こぼれたミルク、だめになったスープ、恋人は共犯者…どう訳す?『この英語、訳せない!』(越前敏弥)など
山下達郎の「サンデーソングブック」を聞いていたら、アメリカのファンク/ソウルグループの100 PROOFによる「TOO MANY COOKS (SPOIL THE SOUP)」がかかった。ミック・ジャガーもカバーしている(プロデューサーはジョン・レノン)名曲で、要は「オレの女に手を出すな」という歌らしい。
Don't want another man well lovin' you
Cause too many cooks will spoil the soup
I know your love, is a boiling hot
Don't want another man's, finger in the pot
と、ほかの男が指をつっこんだら、スープの味が台無しになってしまうと歌っている。
さて、” Too many cooks spoil the soup/broth”とは、「料理人が多すぎるとスープができ損なう」(ルミナス英和辞典)という英語のことわざであり、日本の「船頭多くして船山に登る」に相当する。とはいえ、この歌詞にはboilingとかpotなど、前後にスープに関連する言葉も出てくるので、和訳を作るとしても「船頭多くして船山に登る」とはできないだろう。
そもそも、「料理人が多すぎるとスープができ損なう」でじゅうぶん意味がわかるので、あえて「船頭多くして船山に登る」とする必要はないかもしれない。けれども、もっと意味がわかりにくいことわざや慣用句の場合はどうしたらいいのか? どこまで日本語に置き換える必要があるのか?
といった、英語と日本語のあいだでわきおこる疑問をひとつひとつていねいに解きほぐしてくれるのが、この『この英語、訳せない!』である。
上記のようなことわざや慣用句については、「慣用表現の対処法」①~③で解説されている。
”It’s no use crying over spilt milk”は、「後悔先に立たず」でいいのか? それとも「覆水盆に返らず」がピッタリなのか? いや、やはり「こぼれたミルクのことを嘆いてどうするのか」なのか? (そういえば、日本でも人気のあったバンド、ジェリーフィッシュのアルバムのタイトルは、「こぼれたミルクに泣かないで」でしたね)
ほかにも、一人称をどう訳すか、頭韻や脚韻、複数形をどう示すかといった、英語と日本語のあいだで必ず出てくる問題が考察されている。
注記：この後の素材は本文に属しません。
PR #213, opened 2020-10-03
Persist followedSince Date and show in frontend

DanielW1987:
There is now a 'FollowActionEntity' which actually feels quite good. All Follow Actions are now persisted in a separate table.

### DIFF
--- a/persistence/src/main/java/rocks/metaldetector/persistence/domain/artist/ArtistRepository.java
+++ b/persistence/src/main/java/rocks/metaldetector/persistence/domain/artist/ArtistRepository.java
@@ -19,7 +19,7 @@ public interface ArtistRepository extends JpaRepository<ArtistEntity, Long> {
   boolean existsByExternalIdAndSource(String externalId, ArtistSource source);
 
   @Query(value = "select a.artist_name as artistName, a.thumb as thumb " +
-                 "from artists as a left join users_followed_artists as ufa on a.id = ufa.artist_id " +
+                 "from artists as a left join follow_actions as fa on a.id = fa.artist_id " +
                  "group by a.artist_name, a.thumb " +
                  "order by count(a.id) desc " +
                  "limit :limit",
@@ -27,7 +27,7 @@ public interface ArtistRepository extends JpaRepository<ArtistEntity, Long> {
   List<TopArtist> findTopArtists(@Param("limit") int limit);
 
   @Query(value = "select count(a.external_id) " +
-                 "from artists a left join users_followed_artists ufa on a.id = ufa.artist_id " +
+                 "from artists a left join follow_actions fa on a.id = fa.artist_id " +
                  "where a.external_id = :externalId",
          nativeQuery = true)
   int countArtistFollower(@Param("externalId") String externalId);
--- a/persistence/src/main/java/rocks/metaldetector/persistence/domain/artist/FollowActionEntity.java
+++ b/persistence/src/main/java/rocks/metaldetector/persistence/domain/artist/FollowActionEntity.java
@@ -1,6 +1,7 @@
 package rocks.metaldetector.persistence.domain.artist;
 
 import lombok.AccessLevel;
+import lombok.AllArgsConstructor;
 import lombok.Builder;
 import lombok.Getter;
 import lombok.NoArgsConstructor;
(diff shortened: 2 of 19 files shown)


DanielW1987:
[Persist followedSince Date](https://trello.com/c/zsTUDTak/217-persist-followedsince-date)

persistence/src/main/java/rocks/metaldetector/persistence/domain/artist/FollowActionEntity.java
```diff
@@ -0,0 +1,37 @@
...
+  @NonNull
+  private UserEntity user;
+
+  @OneToOne(targetEntity = ArtistEntity.class)
+  @JoinColumn(nullable = false, name = "artist_id")
+  @NonNull
+  private ArtistEntity artist;
+
+  @Builder
+  public FollowActionEntity(@NonNull UserEntity user, @NonNull ArtistEntity artist) {
```
NilsDammenhayn, line 33: Why not the `@AllArgsConstructor`? Because of NonNull?

persistence/src/main/java/rocks/metaldetector/persistence/domain/artist/ArtistRepository.java
```diff
@@ -19,15 +19,15 @@
...
                  "limit :limit",
          nativeQuery = true)
   List<TopArtist> findTopArtists(@Param("limit") int limit);
 
   @Query(value = "select count(a.external_id) " +
-                 "from artists a left join users_followed_artists ufa on a.id = ufa.artist_id " +
+                 "from artists a left join follow_actions fa on a.id = fa.artist_id " +
                  "where a.external_id = :externalId",
          nativeQuery = true)
   int countArtistFollower(@Param("externalId") String externalId);
```
NilsDammenhayn, line 33: I think we can replace this query now with something like `countFollowActionEntitiesByArtist(ArtistEntity artistEntity)` in the `FollowActionEntityRepository`.

persistence/src/test/java/rocks/metaldetector/persistence/domain/artist/FollowActionRepositoryTest.java
```diff
@@ -0,0 +1,76 @@
...
+import rocks.metaldetector.persistence.domain.user.UserEntity;
+import rocks.metaldetector.persistence.domain.user.UserFactory;
+import rocks.metaldetector.persistence.domain.user.UserRepository;
+
+import java.util.List;
+
+import static rocks.metaldetector.persistence.domain.artist.ArtistSource.DISCOGS;
+import static rocks.metaldetector.persistence.domain.artist.ArtistSource.SPOTIFY;
+
+class FollowActionRepositoryTest extends BaseDataJpaTest implements WithAssertions, WithIntegrationTestConfig {
```
NilsDammenhayn, line 20: Maybe one small test for `exists` if you are already testing the other methods? ;)

webapp/src/test/java/rocks/metaldetector/service/artist/FollowArtistServiceImplTest.java
```diff
@@ -286,79 +290,177 @@ void unfollow_should_remove_artist_from_user() {
...
+    // when
+    underTest.isCurrentUserFollowing(EXTERNAL_ID, ARTIST_SOURCE);
+
+    // then
+    verify(currentPublicUserIdSupplier, times(1)).get();
+    verify(userRepository, times(1)).findByPublicId(PUBLIC_USER_ID);
+  }
+
+  @Test
+  @DisplayName("isCurrentUserFollowing(): should fetch user entity")
```
NilsDammenhayn, line 312: Copy+Paste error. Should be something like "should throw exception"

NilsDammenhayn (commented):
Very nice, just some small things ❤️

persistence/src/main/java/rocks/metaldetector/persistence/domain/artist/FollowActionEntity.java
DanielW1987: i'm using `@AllArgsConstructor` now

persistence/src/main/java/rocks/metaldetector/persistence/domain/artist/ArtistRepository.java
DanielW1987: I would actually like to have that in the `ArtistRepository`.

Furthermore, we only have the External ID available at the calling point. We would have to map this to an ArtistEntity again.

NilsDammenhayn (approved):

さらに、とりわけ訳しにくい単語については、例文とともに解説されているが、 ”condescend”という単語が要注意だと気づかされた。たしかに、リーダーズを見てみると、
「1 同じ目線の高さに立つ[でものを言う], 高ぶらない」
「2《腰は低いが》〈相手を〉見くだしたふるまいをする」
と、どっちやねん!と言いたくなる定義が書かれている。いや、あえて腰を低くする(同じ目線に立つ)というのがもともとの意味であり、そこから嫌味っぽさが生じるのだろう。感覚としてはじゅうぶんに理解できるひとが大半だろうが、訳すのは難しい。
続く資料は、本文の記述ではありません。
PR #214, opened 2020-10-05
Blog backend initialsetup

ReginaSchuster:
Created blogpost entity, dummy posts and Rest endpoint to get all posts


ReginaSchuster:
This was compiling fine locally, but showed a Maven error in the PR. After merging the master branch into this branch and re-running it locally, I get the following error: "java: error: release version 15 not supported". Couldn't figure it out right away and will look into this again.

persistence/src/main/java/rocks/metaldetector/persistence/domain/blogpost/BlogpostEntity.java
```diff
@@ -0,0 +1,38 @@
...
+import lombok.*;
+
+import rocks.metaldetector.persistence.domain.BaseEntity;
+
+import javax.persistence.Column;
+import javax.persistence.Entity;
+import javax.validation.constraints.Size;
+
+@Getter
+@NoArgsConstructor
```
hedgehog1833, line 12: This constructor does not have to be accessible from anywhere (an import is needed for this suggestion to work).
```suggestion
@NoArgsConstructor(access = AccessLevel.PROTECTED) // for hibernate and model mapper
```

webapp/src/main/java/rocks/metaldetector/service/blogpost/BlogpostServiceImpl.java
```diff
@@ -0,0 +1,22 @@
...
+import lombok.AllArgsConstructor;
+import lombok.extern.slf4j.Slf4j;
+import org.springframework.stereotype.Service;
+import rocks.metaldetector.persistence.domain.blogpost.BlogpostEntity;
+import rocks.metaldetector.persistence.domain.blogpost.BlogpostRepository;
+
+import java.util.List;
+
+@Service
+@Slf4j
```
hedgehog1833, line 12: I wouldn't add this if you're not logging anything.

persistence/src/main/java/rocks/metaldetector/persistence/domain/blogpost/BlogpostEntity.java
```diff
@@ -0,0 +1,38 @@
...
+
+    @Column(name = "slug", nullable = false, unique = true)
+    @Size(min = 2, max = 255)
+    private String slug;
+
+    @Column(columnDefinition="TEXT", name = "text", nullable = false)
+    private String text;
+
+    @Column(name = "draft_flag", nullable = false)
+    private boolean draftFlag;
```
hedgehog1833, line 28: I think just `draft` would be better for a name. Otherwise the getter will be `isDrafFlag()` which sounds a bit weird.

persistence/pom.xml
```diff
@@ -34,6 +34,14 @@
             <artifactId>metal-detector-support</artifactId>
             <version>${project.version}</version>
         </dependency>
+
+        <!-- Validation -->
```
hedgehog1833, line 38: This dependency is not needed, see my comment in `BlogpostEntity.java`

persistence/src/main/java/rocks/metaldetector/persistence/domain/blogpost/BlogpostEntity.java
```diff
@@ -0,0 +1,38 @@
...
+
+    @Builder
+    public BlogpostEntity(@NonNull String title, @NonNull String slug, @NonNull String text,
```
hedgehog1833, line 31: The `@NotNull` is not necessary here. It is ensured on database level that these values are not null. Also for consistency reasons I would say that we omit them as we never used it so far.

persistence/src/main/java/rocks/metaldetector/persistence/domain/blogpost/BlogpostEntity.java
```diff
@@ -0,0 +1,38 @@
...
+import javax.persistence.Entity;
+import javax.validation.constraints.Size;
+
+@Getter
+@NoArgsConstructor
+@Entity(name = "blogposts")
+public class BlogpostEntity extends BaseEntity {
+
+    @Column(name = "title", nullable = false, unique = true)
+    @Size(min = 2, max = 255)
```
hedgehog1833, line 17: I guess using the `@Size` annotation would work, but the additional Dependency is not necessary here. `@Column` has a `length` parameter that can be overwritten if needed (default is 255) and the minimum value can be left out in my opinion.
Please also check the other member.

persistence/src/main/java/rocks/metaldetector/persistence/domain/blogpost/BlogpostEntity.java
```diff
@@ -0,0 +1,38 @@
...
+    private String title;
+
+    @Column(name = "slug", nullable = false, unique = true)
+    @Size(min = 2, max = 255)
+    private String slug;
```
hedgehog1833, line 22: What's a slug in this context? I thought a slug is this: 🐌 😅  I guess it is the English term for the short version of an article?

persistence/src/main/java/rocks/metaldetector/persistence/config/bootstrap/DefaultDatabaseInitializer.java
```diff
@@ -107,4 +109,46 @@ private void createAndFollowArtists() {
...
+            .draftFlag(true)
```
hedgehog1833, line 146: Maybe add one example that is no draft?

webapp/src/test/java/rocks/metaldetector/service/blogpost/BlogpostServiceTest.java
```diff
@@ -0,0 +1,69 @@
...
+import rocks.metaldetector.persistence.domain.blogpost.BlogpostEntity;
+import rocks.metaldetector.persistence.domain.blogpost.BlogpostRepository;
+
+import java.util.Collections;
+import java.util.List;
+
+import static org.mockito.Mockito.*;
+
+@ExtendWith(MockitoExtension.class)
+public class BlogpostServiceTest implements WithAssertions {
```
hedgehog1833, line 21: Our naming schema so far is naming the tests for service implementations are the certain class, so this would be `BlogpostServiceImplTest`. That's nicer when you have multiple implementations (or mocks).

hedgehog1833 (changes requested):
Looks fine, just some smaller remarks 👍  And a test for the `BlogpostRestController` is missing 😉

と思いつつ、同じく最近買った『韓国・フェミニズム・日本』を手に取り、責任編集の斎藤真理子さんと翻訳者の鴻巣友季子さんの対談を読んでいると、偶然にもこの単語が出てきた。
この本はフェミニズムをキーワードにして、現代の韓国文学を日本から読み解いていくためのブックガイド(だと思う)であり、この対談でも『82年生まれ、キム・ジヨン』などフェミニズムをテーマにした小説について語られている。そこで、小説で描かれてきた親や夫からのモラルハラスメントについての話題になり、鴻巣さんがこう言っている。
近年まで日本人の読者は、そういう陰険なモラルハラスメントについて語る言葉を、意外と持っていなかったように思います。せいぜい「おせっかい」くらいでしょうか。だから、英語のcondescend(ing)が出てくると訳せなかった(笑)
そして、この十年でようやく、condescend(ing)をあらわすのに「便利な言葉」が出てきたと続けている。その「便利な言葉」のひとつは、『この英語、訳せない!』でも解説で挙げられていたので、condescend(ing)の意味について深く納得できた(つもり)。気になる方は、ぜひ本を読んでみてください。
また、『この英語、訳せない!』では「度量衡で示す訳者の考え」という章で、フィート/メートルにポンド/キロといった、これまたおなじみの単位の問題を取り上げているけれど、鴻巣友季子さんの『全身翻訳家』でも、「訳せない単位」という章で「単位の翻訳には、なかなか気を遣う」と書かれている。
英語には、six of one, a half dozen of the otherというフレーズがある。「六と言おうと半ダースと言おうとおなじ」、つまり「どちらでも違いがないもの」というほどの意味だ。ところが、日本語で「六」と「半ダース」はおおいに違う。
たしかに、ダースというのは日本人の感覚ではあまりピンとこない。もちろん12というのは知っているが、12や6がキリのいい数字という感覚がない。『全身翻訳家』でも書かれているように、日本人にとってキリがいいのはやはり5や10である。つまり、単位問題は単に換算したらいいのではなく、肌感覚とセットになっているからやっかいなのだろう。
英語と日本語それぞれの単語の意味は、一対一で対応していない。
…というのは、翻訳を語る際に常に言及されることであり、『この英語、訳せない!』でも、head や evening といった基本的な単語から、mindのように抽象的で複雑な意味を持つ単語まで説明されている。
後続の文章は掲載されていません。